Before I could say more, the squeal of tires echoed out across the quiet dockyard. Then, what followed was something that I had heard very rarely before. The roar of an engine. My heart beat faster and, for a moment, I had the crazy idea that Sterling was coming to rescue me in his convertible. Then, the car emerged into view.

It was midnight black, and much smaller than the convertible. More compact, with the engine block making up most of the car. It had harder, sharper lines and low-slung headlights that illuminated the ground in front of the car only.

Clean Sweep rolled his eyes. “She always likes to show off.”

The car slid to a stop in front of us, the engine rumbling and idling in the night. The car looked like a wild beast on the prowl, or a racer at the starting gate, shifting in his horseshoes. The passenger side faced us, and the door clicked open from the inside.

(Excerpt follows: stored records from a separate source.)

PR #2272, opened 2018-11-11
Add firehol.service to systemd unit PartOf and After directives

nodiscc:
References https://github.com/firehol/firehol/wiki/fail2ban, https://github.com/firehol/firehol/issues/272, https://bugs.debian.org/cgi-bin/bugreport.cgi?bug=881669

[FireHOL](https://github.com/firehol/firehol/) is a tool to create and managed stateful iptables firewall configurations. It is packaged for major Linux distributions. On startup/restart, FireHOL overwrites/clears all configured iptables rules, including fail2ban-generated rules. This often causes fail2ban iptables rules to be silently lost when restarting the `firehol`  service. The wiki page describes a way to add custom `PartOf`  and `After` directives to the fail2ban systemd unit file so that fail2ban is always stopped _before_ restarting `firehol.service`  (allowing it to remove its rules), and (re)started _after_ the firewall has finished starting up.

This patch removes the need to create a systemd override file, correctly removing/restoring fail2ban rules on firewall stop/start/restart.

- [x] **LIST ISSUES** this PR resolves: proper fix for https://github.com/firehol/firehol/issues/272, https://bugs.debian.org/cgi-bin/bugreport.cgi?bug=881669

### DIFF
--- a/files/fail2ban.service.in
+++ b/files/fail2ban.service.in
@@ -1,8 +1,8 @@
 [Unit]
 Description=Fail2Ban Service
 Documentation=man:fail2ban(1)
-After=network.target iptables.service firewalld.service ip6tables.service ipset.service
-PartOf=iptables.service firewalld.service ip6tables.service ipset.service
+After=network.target iptables.service firewalld.service ip6tables.service ipset.service firehol.service
+PartOf=iptables.service firewalld.service ip6tables.service ipset.service firehol.service
 
 [Service]
 Type=simple


nodiscc:
Yes, this will only work when starting/restarting/stopping firehol through systemctl (firehol.service does not have a reload action). Issuing `firehol start,restart,stop,try...` manually can still lead to losing fail2ban rules.

But at least this ensures all rules are properly loaded on system boot, and when managing fail2ban/firehol through systemd service management.

sebres:
Well in my opinion the possible handling with `postprocess2`, for example in order to reload fail2ban within, would be a bit wrong (too broad)... Just imagine a re-banning of set of 10000 IP addresses.
I think, FireHOL handling should affect only iptable-entries created from himself or provide a way to remain the chains and entries of other services like fail2ban.
For example all chains in iptables create by fail2ban are prefixed with `f2b-`, so if there would be a way to ignore/retain this on FireHOL reload processes, it could be nice.

nodiscc:
> Just imagine a re-banning of set of 10000 IP addresses.
>I think, FireHOL handling should affect only iptable-entries created from himself or provide a way to remain the chains and entries of other services like fail2ban.

I don't know the impact of unloading/loading a large set of bans (my ban list is modest and I use ipset-based ban actions, which load very fast). This fix does the job for me, but I understand your concerns regarding performance.

I also like to know my firewall rules depend on a single service (firehol started: all firewall rules loaded, including fail2ban's. firehol stopped: iptables chains fully cleared).


I have asked about this in https://github.com/firehol/firehol/issues/398.

PR #2284, opened 2018-11-23
Add link to https://fail2ban.readthedocs.io in README

jedie:
It's hard to find https://fail2ban.readthedocs.io because it's not linked somewhere, isn't it?

IMHO it's also good to link it on https://www.fail2ban.org/ in a **well visible, prominent place**!

### DIFF
--- a/README.md
+++ b/README.md
@@ -22,7 +22,8 @@ mechanisms if you really want to protect services.
 ------|------
 
 This README is a quick introduction to Fail2Ban. More documentation, FAQ, and HOWTOs
-to be found on fail2ban(1) manpage, [Documentation](https://fail2ban.readthedocs.io/), [Wiki](https://github.com/fail2ban/fail2ban/wiki)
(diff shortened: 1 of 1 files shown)


sebres:
I don't know we should use this "unofficial" documentation directly as link in readme.
So I'm not sure.
@yarikoptic, @fail2ban/contributors Any ideas about that?
I you would like just to reference it "somewhere", you could add it to our [wiki](https://github.com/fail2ban/fail2ban/wiki) as link on the main-page "Home".

yarikoptic:
> I don't know we should use this "unofficial" documentation directly as link in readme.

What non official in it? ;) seems to be as official as it get.

> So I'm not sure.
> @yarikoptic, @fail2ban/contributors Any ideas about that?
> I you would like just to reference it "somewhere", you could add it to our [wiki](https://github.com/fail2ban/fail2ban/wiki) as link on the main-page "Home".

I would have mentioned it in Wiki as "Developers documentation" and also add a pointer in README under the same title.

sebres:
Well, then link title changed and merged.
I added also the entry into wiki main page.
Thx!

PR #2990, opened 2021-04-03
Add Debian roundcube_errors_log path

Daniel15:


config/paths-debian.conf
```diff
@@ -26,3 +26,5 @@ exim_main_log = /var/log/exim4/mainlog
 # was in debian squeezy but not in wheezy
 # /etc/proftpd/proftpd.conf (SystemLog)
 proftpd_log = /var/log/proftpd/proftpd.log
+
+roundcube_errors_log = /var/log/roundcube/errors.log
```
sebres, line 30: Looks like this is default path now (distribution irrelevant)? Doesn't it?

For instance here some hint (at least before https://github.com/roundcube/roundcubemail/issues/7009 it was still called errors) - https://github.com/roundcube/roundcubemail/blob/2321bce4694ee9f155284a7b8c55637c47672e79/INSTALL#L83

If so we'd rather need to change it here -
https://github.com/fail2ban/fail2ban/blob/8b6633842f07ef917e59024aee566af5a14501be/config/paths-common.conf#L93

Daniel15: This is somewhat distro-specific, but maybe it should just be changed in the `paths-common.conf` anyways. By default, the Roundcube logs directory is within the Roundcube app directory. So for example, if you install Roundcube at `/opt/roundcube/`, the logs will be at `/opt/roundcube/logs/`. Debian installs Roundcube to `/var/lib/roundcube/`, and `/var/lib/roundcube/logs/` is a symlink to `/var/log/roundcube`. I'm not sure if all distros do that.

Having said all that, it looks like they started adding the `.log` suffix in Roundcube 1.4 beta in 2017 (https://github.com/roundcube/roundcubemail/pull/313). It looks like Debian Buster still includes the old 1.3 (which doesn't have this option), however backports and Bullseye both include 1.4.

Is there a way to specify two file names? I guess it should use both `/var/log/roundcube/errors.log` and `/var/log/roundcube/errors` to handle both old and new versions of Roundcube.

sebres: yes, it is there:
```ini
roundcube_errors_log = /var/log/roundcube/errors
                       /var/log/roundcube/errors.log
```
unsure it is possible with wildcards in glob pattern (since we need to exclude rotated and zipped logs)

Daniel15:
@sebres Thanks for your feedback. I updated the PR to modify `paths-common.conf` instead 😄

Neustradamus:
Any progress on this PR?

PR #3191, opened 2021-12-24
Display last instead of first 1000 log messages

viaccoz:
With the previous configuration, the expanded default "_grep_logs" command looked as follows:
`logpath="<logpath>"; grep -m 1000 -wF "<ip>" $logpath | tail -n 1000`

As a consequence, the first 1000 matching lines of "<logpath>" were grepped:
`grep -m 1000 -wF "<ip>" $logpath`

And then, the last 1000 lines of the grepped result were kept:
`tail -n 1000`

But since the grepped result only contained the first 1000 matching lines, those are eventually returned. This means that the first 1000 lines are returned, instead of the last 1000 lines.

As a correction, I propose to only keep the last 1000 lines of the result with tail and not filter "-m 1000" with grep:
`logpath="<logpath>"; grep -wF "<ip>" $logpath | tail -n 1000`

### DIFF
--- a/config/action.d/helpers-common.conf
+++ b/config/action.d/helpers-common.conf
@@ -14,4 +14,4 @@ _bypass_if_restored = if [ '<restored>' = '1' ]; then exit 0; fi;
 [Init]
 greplimit = tail -n <grepmax>
 grepmax = 1000
-grepopts = -m <grepmax>
+grepopts = 


sebres:
This is known "restriction" and can be considered as a compromise or a "performance" tweak (especially important if the `logpath` matching multiple log-files). Note that the ban of next intruder will be delayed till this action completed, so by heavy load it can cause a snowball-similar effect (the longer it takes, the more IPs can make much more attempts, the longer it would take in the future calls...).
Moreover since this mailing actions are obsolete (e. g. have several known issues, as well as superseded by `action.d/sendmail-whois-matches` etc), it is not advisable to use them at all.

However if one needs more precise output, one could simply reset `grepopts` in the action parameters in `jail.local`:
```ini
# action = %(banaction)s[port="%(port)s", protocol="%(protocol)s", chain="%(chain)s"]
#          sendmail-whois-lines[sender="%(sender)s", dest="%(destemail)s", logpath="%(logpath)s", chain="%(chain)s", grepopts=""]
action = %(action_mwl)s[grepopts=""]
```
Or even in `action.d/helpers-common.local`:
```ini
[Init]
grepopts = 
```

PR #3210, opened 2022-01-27
Adjusting for updated dovecot log format

karolyi:
This should now match:

`Disconnected: Connection closed: read(size=1003) failed: Connection reset by peer (auth failed, 1 attempts in 0 secs): user=<sales@karolyi.hu>, rip=183.111.188.94, lip=127.0.0.19, session=<Lsz0Oo7WXti3b7xe>`

the issue is the `read(size=1003)` that probably has been added lately and which causes the rule not to discover the log message.


sebres:
Thx for report and PR...

However the proposed solution introduces a small "ambiguity" conflicting with other open parenthesis by `(auth failed, et all)`, because previously non-interesting matching part was completely before open parenthesis, now it could try several branches many times to solve the "conflict" by repeat of `(?: [^ ]+)+` in order to find greedy match...

Let's rewrite that a bit more precise:
```diff
-            ^(?:Aborted login|Disconnected|Remote closed connection|Client has quit the connection)(?::(?: [^ \(]+)+)? \((?:auth failed, \d+ attempts(?: in \d+ secs)?|tried to use (?:disabled|disallowed) \S+ auth|proxy dest auth failed)\):(?: user=<<F-USER>[^>]*</F-USER>>,)?(?: method=\S+,)? rip=<HOST>(?:[^>]*(?:, session=<\S+>)?)\s*$
+            ^(?:Aborted login|Disconnected|Remote closed connection|Client has quit the connection)(?:: (?:[^\(]+|\w+\([^\)]*\))+)? \((?:auth failed, \d+ attempts(?: in \d+ secs)?|tried to use (?:disabled|disallowed) \S+ auth|proxy dest auth failed)\):(?: user=<<F-USER>[^>]*</F-USER>>,)?(?: method=\S+,)? rip=<HOST>(?:[^>]*(?:, session=<\S+>)?)\s*$
```

karolyi:
Um, I tested it with regex101.com, my change extracted the information just right. I don't oppose your change though, since it's more specific than mine. :)

Mine was just a quick (mostly) untested workaround.

PR #3254, opened 2022-04-08
New filter for XRDP

evanlinde:

- [x] **LIST ISSUES** this PR resolves -- none / new feature

### DIFF
--- a/fail2ban/server/datedetector.py
+++ b/fail2ban/server/datedetector.py
@@ -165,8 +165,8 @@ class DateDetectorCache(object):
 		r"%b %d, %ExY %I:%M:%S %p",
 		# ASSP: Apr-27-13 02:33:06
 		r"^%b-%d-%Exy %k:%M:%S",
-		# 20050123T215959, 20050123 215959, 20050123  85959
-		r"%ExY%Exm%Exd(?:T|  ?)%ExH%ExM%ExS(?:[.,]%f)?(?:\s*%z)?",
+		# 20050123T215959, 20050123 215959, 20050123  85959, 20050123-21:59:59
+		r"%ExY%Exm%Exd(?:-|T|  ?)%ExH:?%ExM:?%ExS(?:[.,]%f)?(?:\s*%z)?",
 		# prefixed with optional named time zone (monit):
 		# PDT Apr 16 21:05:29
 		r"(?:%Z )?(?:%a )?%b %d %k:%M:%S(?:\.%f)?(?: %ExY)?",
--- a/fail2ban/tests/files/logs/xrdp
+++ b/fail2ban/tests/files/logs/xrdp
@@ -1,0 +1,37 @@
+#
+# /var/log/xrdp-sesman.log -- should be about the same on any linux distro
+#
+
+# failJSON: { "time": "2022-04-07T12:11:06", "match": true, "host": "10.171.161.151"}
+[20220407-12:11:06] [INFO ] AUTHFAIL: user=badtypist ip=::ffff:10.171.161.151 time=1649351466
+
+# ip injection: 10.171.161.151 should be matched as the host; 192.168.0.1 is an innocent, injected address
+# failJSON: { "time": "2022-04-07T12:11:24", "match": true, "host": "10.171.161.151", "desc": "specifying ip address as username"}
+[20220407-12:11:24] [INFO ] AUTHFAIL: user=192.168.0.1 ip=::ffff:10.171.161.151 time=1649351484
+
+# ip injection: 10.171.161.151 should be matched as the host; 192.168.0.4 is an innocent, injected address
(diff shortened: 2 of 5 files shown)


fail2ban/tests/files/logs/xrdp
```diff
@@ -0,0 +1,37 @@
...
+# failJSON: { "time": "2022-04-07T12:11:06", "match": true, "host": "10.171.161.151"}
+[20220407-12:11:06] [INFO ] AUTHFAIL: user=badtypist ip=::ffff:10.171.161.151 time=1649351466
+
+# ip injection: 10.171.161.151 should be matched as the host; 192.168.0.1 is an innocent, injected address
+# failJSON: { "time": "2022-04-07T12:11:24", "match": true, "host": "10.171.161.151", "desc": "specifying ip address as username"}
+[20220407-12:11:24] [INFO ] AUTHFAIL: user=192.168.0.1 ip=::ffff:10.171.161.151 time=1649351484
+
+# ip injection: 10.171.161.151 should be matched as the host; 192.168.0.4 is an innocent, injected address
+# failJSON: { "time": "2022-04-07T12:22:02", "match": true, "host": "10.171.161.151", "desc": "more devious log injection"}
+[20220407-12:22:02] [INFO ] AUTHFAIL: user=loginjector ip=192.168.0.4 time=123456789\n[20220407-12:16:59] [INFO ] AUTHFAIL: user=endinjection ip=::ffff:10.171.161.151 time=1649352122
```
sebres, line 14: I understand that due to greedy catch-all (`.+`) the regex would match the injected user as "expected".
Just because I see escaped new-line char `\n` I would like to know whether it is just an artificial line or real test attempt.
I mean whether it'd be different possibly (more escapes or vice versa totally unescaped new-line).

fail2ban/server/datedetector.py
```diff
@@ -165,8 +165,8 @@ def _cacheTemplate(self, template):
 		r"%b %d, %ExY %I:%M:%S %p",
 		# ASSP: Apr-27-13 02:33:06
 		r"^%b-%d-%Exy %k:%M:%S",
-		# 20050123T215959, 20050123 215959, 20050123  85959
-		r"%ExY%Exm%Exd(?:T|  ?)%ExH%ExM%ExS(?:[.,]%f)?(?:\s*%z)?",
+		# 20050123T215959, 20050123 215959, 20050123  85959, 20050123-21:59:59
+		r"%ExY%Exm%Exd(?:-|T|  ?)%ExH:?%ExM:?%ExS(?:[.,]%f)?(?:\s*%z)?",
```
sebres, line 169: Not against this enhancement, but...
Would not an extra datepattern in filter help too? I mean something like that instead (or together with that):
```ini
datepattern = ^\[?%%ExY%%Exm%%Exd[-|T]%%ExH:?%%ExM:?%%ExS(?:[.,]%%f)?(?:\s*%%z)?\]?
              ^{DATE}
```
This would also allow to use that filter with older fail2ban versions.
I'll try to adjust the filter a bit.

sebres: Filter extended a bit now.

fail2ban/tests/files/logs/xrdp
evanlinde: That was a literal `\n` entered into the username field and not an actual newline character. (I couldn't figure out how to enter a literal newline character -- at least interactively -- but I'm not sure it's impossible.)

Do you have a suggested alternate to `.+` that would be more appropriate? I'd be happy to test it.

fail2ban/server/datedetector.py
evanlinde: Does the `datepattern` that you've added to the filter extend (rather than replace) what's available from `datedetector.py`? Particularly, I'm asking about with the `^{DATE}` part included. If so, I like this better than messing with `datedetector.py` but I'd want to change the expression to be more particular to xrdp's format.

sebres: `^{DATE}` is the same as default pattern but anchored at begin of line only (default datepatterns would prefer then but use both variants, anchored at begin of line and word boundaries).
As you can see the tests passed and 2nd date format in the tests also found.

fail2ban/tests/files/logs/xrdp
sebres: well I'm unsure it is possible interactively (probably only via command line only or directly with protocol), but ok.

> Do you have a suggested alternate to .+ that would be more appropriate? I'd be happy to test it.

Not really, excepting probably `(?:\S+|.+)` which would also work due to both anchors `^...$`, but could be faster for the case of "proper" user name without the space, because of different branch in PCRE without all the greedy probations.

sebres (approved):

PR #3190, opened 2021-12-24
Simplistic Docker config for deploying the server in a container

MarcPartensky:
Before submitting your PR, please review the following checklist:

- [x] **CHOOSE CORRECT BRANCH**: if filing a bugfix/enhancement
      against certain release version, choose `0.9`, `0.10` or `0.11` branch,
      for dev-edition use `master` branch
- [ ] **CONSIDER adding a unit test** if your PR resolves an issue
- [ ] **LIST ISSUES** this PR resolves
- [ ] **MAKE SURE** this PR doesn't break existing tests
- [x] **KEEP PR small** so it could be easily reviewed.
- [ ] **AVOID** making unnecessary stylistic changes in unrelated code
- [ ] **ACCOMPANY** each new `failregex` for filter `X` with sample log lines
      within `fail2ban/tests/files/logs/X` file

PR #3255, opened 2022-04-11
Add additional fail-safe rule for action work.

PRIHLOP:
Add additional fail-safe rule for action work.
It is needed for use with Docker.


sebres:
> It is needed for use with Docker.

No. It does not.
1. Docker related stuff can and will be handled separately - see https://github.com/crazy-max/docker-fail2ban (we'll probably move that repo at some point here, as suggested in https://github.com/fail2ban/fail2ban/pull/3190#issuecomment-1001635830)
2. one can simply do that (but correctly) specifying parameter `chain`:
  - either in own derivative action
  - or in related jail needed that (or in default section) overwriting [this parameter](https://github.com/fail2ban/fail2ban/blob/f81f85569d88da74d76f286b431dc54d0ae00748/config/jail.conf#L192):
```ini
chain = FORWARD
```

I see no reason do that by default. Thus closed.

Issue #1930, opened 2017-10-18
Does fail2ban support send email use third-party SMTP server, like Gmail and so on, not use sendmail.


charleslxh:
Does fail2ban support send email use third-party SMTP server, like Gmail and so on, not use sendmail.

I have a gmail account, I want to send email by google email server directly, not setup a local smtp server.

sebres:
Following is possible:
1. Either you can configure sendmail to send mails via external smtp, for example see [here](https://linuxconfig.org/configuring-gmail-as-sendmail-email-relay)
2. We've an pythonic [smpt-action](https://github.com/fail2ban/fail2ban/blob/0.10/config/action.d/smtp.py) (currently used for test purposes only), but possibly you can get it running.
Try something like:
```INI
# jail.local:
[sshd]
action = %(action_)s
         smtp.py[host="host:25", user="my-account", password="my-pwd", sender="sender@example.com", dest="example@example.com", name="%(__name__)s"]
```
3. Or you can create new action, or rewrite any already available mail-action, e. g. like here:
```INI
# action.d/my-mail.local extended "mail-whois-lines.conf":

[INCLUDES]
before = mail-whois-lines.conf

[Init]
# original:
## mailcmd = mail -s
# new:
mailcmd = my-mail-command ... --subject
```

Clean sweep got over and shoved Red into the back of the coupe with a grunt, then motioned to me.

“Get in,” he ordered.

I gulped, and didn’t want to do anything to make him angry. I walked to the car and climbed over the folded-down passenger seat and into the back. I cringed and had to sit next to the unconscious Red, but smiled when I saw the driver.

The name Scout should have given it away for me, but I had forgotten. The ivory mare with a small frock of maroon on her head had been a member of the Royales, a gang of Neighponese ponies in downtown Fillydelphia that Starshine, Ivory, and I had gotten involved in after a big attack by local cartel groups. I hadn’t seen her in what seemed like months.

She watched me out of the corner of her eye, but said nothing. Starshine in the middle between Scout and Clean Sweep, and the car took off. The larger, petroleum-driven engine was much faster than anything steam could make, and we were soon zipping around the outskirts of Fillydelphia.

We zoomed on up through the foothills past West Fillydelphia, toward the mountains that rose behind the city. There were only two parts of the city there: the Burb on one side, the Heights on the other. While the Burb splashed against the mountains in a tide of wealth and prosperity, the heights sat farther west, on the plateaus near where the mountains became plains.

The place had been abandoned for years, until the cartel ponies had set up shop there. We had stopped them, and I never thought I would come back. Then, Scout turned on an old, rocky road toward the Heights, and my heart started to beat faster.

“Why doesn’t she need a blindfold for this?” I heard Clean Sweep hiss at Starshine.

“She’s been here before,” Starshine replied. “It wouldn’t do anything.”

“She’s been to the Heights?”

“We all have.”

The all-black car crunched over unstable roads, through the central area of the abandoned houses and businesses of the Heights. Thirty years ago, fifty thousand ponies used to live in the Heights, now it’s a ghost town. Not even the bums came here, and the stories circulated about the ghost part being more than just a saying.

We crossed out of the downtown area and toward the industrialized fringe areas of the suburb, where much of Fillydelphia’s factories had once been. Many warehouses lined the road, but only one of them didn’t have rusted carriages or trash in front of it.

Scout jerked the wheel and the car slid into the parking lot of the warehouse. It was a fat, tall building with a massive corrugated gate on the outside, and a smaller, normal door to the side. The rumble of the car’s engine echoed across the empty waste of the warehouse district.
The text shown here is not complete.